Following ILCOR’s guidelines, there’s no way to tell who is right and who is wrong in the distinction between liquid/solid, because the guidelines distinguish between obstruction and non-obstruction. Any doctor (and we consulted 5 of them before writing this article) will tell you that before proceeding with any obstruction removal procedure, it is necessary to well evaluate the situation, because the percentage of liquid or regurgitation caused obstructions that resolve themselves thanks to the automatic reflexes that our bodies set in motion is very high. It is different, on the other hand, for foreign body obstructions (watch batteries, olives, etc.). Anyway, the guidelines, on page 117, state that causes of airway obstruction are:

“Airway obstruction could be partial or complete. It can occur at any level, from nose to mouth, to trachea. In an unconscious patient, the more frequent sites of airway obstruction are the soft palate and the epiglottis. The obstruction can also be caused by vomit or blood (gastric regurgitation or trauma) or by foreign bodies.

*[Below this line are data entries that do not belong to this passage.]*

PR #43, opened 2024-06-28
Attempt to fix the continuous build failure by introducing virtual environment

bernardhan33:
From the [error message](https://fusion2.corp.google.com/invocations/e3a81ae2-9bb1-4404-948a-3a4c81020846/targets/cloud-storage-ml-infra-dataflux%2Fdataflux-pytorch%2Fcontinuous), there are

```
Attempting uninstall: PyYAML
    Found existing installation: PyYAML 5.3.1
```

while the lightning dependency is pulling 6.0.1

```
Collecting PyYAML<8.0,>=5.4 (from lightning>=2.0->gcs-torch-dataflux==1.0.0)
  Downloading PyYAML-6.0.1-cp38-cp38-manylinux_2_17_x86_64.manylinux2014_x86_64.whl.metadata (2.1 kB)
```

Therefore I'm suspecting that this dependency was present in the original running environment and we never used virtual environment to set up the test environment.

### DIFF
--- a/kokoro/build.sh
+++ b/kokoro/build.sh
@@ -20,6 +20,12 @@ set -e
 # Code under repo is checked out to this directory.
 cd "${KOKORO_ARTIFACTS_DIR}/github/dataflux-pytorch"
 
+function setup_virtual_envs() {
+    echo Setting up Python virtual environment.
+    python3 -m venv venv
+    source venv/bin/activate
+}
+
 function run_git_commands() {
     echo Setting git permissions.
     git config --global --add safe.directory "*" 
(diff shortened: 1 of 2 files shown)


kokoro/build.sh
```diff
@@ -20,6 +20,13 @@ set -e
 # Code under repo is checked out to this directory.
 cd "${KOKORO_ARTIFACTS_DIR}/github/dataflux-pytorch"
 
+function setup_virtual_envs() {
+    echo Setting up Python virtual environment.
+    sudo apt install python3.8-venv
```
bernardhan33, line 25: Tried "python3-venv" but can't find candidate. Did some searches and seemed that we needed to specify the python version

MattIrv (approved):
Thanks Bernard! Any idea why this wasn't caught by the presubmit test run?

bernardhan33:
> Thanks Bernard! Any idea why this wasn't caught by the presubmit test run?

Ah tried to think through this but don't have a clue. Thought it might be due to different machine hosts but we always ran this with docker.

A larynx obstruction could be secondary to burn oedema, inflammation or anaphylaxis. Stimulation of upper airways could cause a laryngeal spasm. Airways obstruction inferior to the larynx is less common, but could arise in case of excessive bronchial secretion, mucosal oedema, bronchospasm, pulmonary oedema or suction of gastric contents.”

So, should I try any airway obstruction manoeuvre or not?

Yes, airway obstruction manoeuvres have to be done when you are sure that the baby is not breathing and not coughing in an effective way to get rid of the obstruction by himself, giving clear signs of suffocation. And they have to be done without giving in to panic, which is the true real enemy of every first responder. When you are dealing with a baby with partial or complete obstruction, the most is important thing is to keep calm, wait for the clear signs of obstruction that enable the starting of the official unblocking procedures, and in the meantime encourage the victim to cough. Panic and intervention anxiety are the culprits of not needed obstruction removal manoeuvres. And they can make us give unnecessary hard blows on the back, that could interfere with cough or cause traumas to the baby, causing another very, very dangerous condition; the so-called shaken baby syndrome. Always be careful and do not be confused: follow the guidelines and never lose your temper.